Items from a dataset:
────────────────────
PR #755, opened 2022-01-04
Fix false negatives for SQL injection in multi-line queries

### LINKED ISSUE #711: False negatives for SQL injection in multi-line queries
### Summary 

SQL injection vulnerabilities in multi-line queries are not detected if the WHERE clause and the vulnerable condition are on different lines. If they're on the same line, the vulnerability is spotted correctly.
────────────────────
The answer must be an exact copy of the lines from the one containing "### LINKED ISSUE" through the last line of the records, both included.

_Task output_
### LINKED ISSUE #711: False negatives for SQL injection in multi-line queries
### Summary 

SQL injection vulnerabilities in multi-line queries are not detected if the WHERE clause and the vulnerable condition are on different lines. If they're on the same line, the vulnerability is spotted correctly.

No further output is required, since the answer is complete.